Task instructions
Looking at the data below, state how many lines contain "preview". No other words are wanted.

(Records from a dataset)
--- START ---
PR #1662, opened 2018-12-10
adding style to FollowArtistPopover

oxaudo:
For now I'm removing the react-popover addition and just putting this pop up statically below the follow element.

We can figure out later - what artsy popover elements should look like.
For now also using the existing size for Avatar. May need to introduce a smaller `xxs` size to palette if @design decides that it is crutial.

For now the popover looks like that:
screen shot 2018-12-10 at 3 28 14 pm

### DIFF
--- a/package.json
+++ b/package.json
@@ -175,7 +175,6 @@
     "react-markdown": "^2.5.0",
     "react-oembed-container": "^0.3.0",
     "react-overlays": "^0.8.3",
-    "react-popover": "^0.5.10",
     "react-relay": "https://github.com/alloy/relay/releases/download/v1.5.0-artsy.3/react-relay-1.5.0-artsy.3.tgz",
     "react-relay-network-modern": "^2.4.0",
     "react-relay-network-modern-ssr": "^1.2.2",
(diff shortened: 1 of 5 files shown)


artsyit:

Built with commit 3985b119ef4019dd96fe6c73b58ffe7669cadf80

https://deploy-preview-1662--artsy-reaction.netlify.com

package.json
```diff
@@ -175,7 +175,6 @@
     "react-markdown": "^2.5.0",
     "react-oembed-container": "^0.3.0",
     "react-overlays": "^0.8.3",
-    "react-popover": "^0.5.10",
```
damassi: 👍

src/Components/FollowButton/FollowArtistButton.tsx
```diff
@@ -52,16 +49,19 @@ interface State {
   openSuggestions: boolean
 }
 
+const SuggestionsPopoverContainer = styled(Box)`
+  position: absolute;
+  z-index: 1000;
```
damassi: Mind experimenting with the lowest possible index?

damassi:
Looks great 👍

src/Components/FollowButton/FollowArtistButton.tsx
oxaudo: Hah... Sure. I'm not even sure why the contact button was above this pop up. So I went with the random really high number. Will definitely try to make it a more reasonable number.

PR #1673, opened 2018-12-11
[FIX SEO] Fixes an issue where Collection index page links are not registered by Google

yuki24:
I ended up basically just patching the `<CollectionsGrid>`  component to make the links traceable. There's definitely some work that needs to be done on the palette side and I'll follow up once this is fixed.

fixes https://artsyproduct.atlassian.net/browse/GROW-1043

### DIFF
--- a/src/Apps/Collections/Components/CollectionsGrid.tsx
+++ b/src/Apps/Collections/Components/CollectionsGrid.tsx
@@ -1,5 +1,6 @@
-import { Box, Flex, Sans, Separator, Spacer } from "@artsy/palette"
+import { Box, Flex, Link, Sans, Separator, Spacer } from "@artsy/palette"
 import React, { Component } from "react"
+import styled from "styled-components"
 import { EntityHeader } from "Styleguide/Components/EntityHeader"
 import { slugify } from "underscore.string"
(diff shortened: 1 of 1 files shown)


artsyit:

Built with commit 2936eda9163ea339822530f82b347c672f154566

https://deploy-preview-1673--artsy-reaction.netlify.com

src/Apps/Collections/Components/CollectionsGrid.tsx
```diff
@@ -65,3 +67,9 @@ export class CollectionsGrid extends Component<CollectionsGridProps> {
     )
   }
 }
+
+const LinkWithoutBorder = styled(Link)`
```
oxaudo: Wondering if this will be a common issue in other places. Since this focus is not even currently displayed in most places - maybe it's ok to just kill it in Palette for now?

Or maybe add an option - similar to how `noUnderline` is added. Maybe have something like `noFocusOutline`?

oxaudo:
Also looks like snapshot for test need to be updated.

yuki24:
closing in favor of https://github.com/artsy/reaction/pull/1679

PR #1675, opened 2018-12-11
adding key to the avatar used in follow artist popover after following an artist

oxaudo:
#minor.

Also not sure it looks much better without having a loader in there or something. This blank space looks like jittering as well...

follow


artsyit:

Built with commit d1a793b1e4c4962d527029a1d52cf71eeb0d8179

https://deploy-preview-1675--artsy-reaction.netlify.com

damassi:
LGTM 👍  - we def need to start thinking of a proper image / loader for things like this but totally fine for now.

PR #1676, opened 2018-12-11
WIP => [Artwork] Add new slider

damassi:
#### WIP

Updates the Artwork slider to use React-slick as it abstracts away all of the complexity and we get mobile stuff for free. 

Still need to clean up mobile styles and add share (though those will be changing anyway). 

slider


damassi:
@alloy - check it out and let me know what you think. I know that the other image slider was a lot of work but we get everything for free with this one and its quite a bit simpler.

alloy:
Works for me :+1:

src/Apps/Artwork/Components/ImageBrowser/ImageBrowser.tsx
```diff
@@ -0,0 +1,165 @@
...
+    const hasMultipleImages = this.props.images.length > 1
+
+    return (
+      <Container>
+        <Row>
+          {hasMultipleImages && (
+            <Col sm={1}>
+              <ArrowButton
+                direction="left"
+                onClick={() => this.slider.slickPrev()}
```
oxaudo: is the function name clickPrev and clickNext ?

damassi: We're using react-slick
--- END ---
Exercise result
3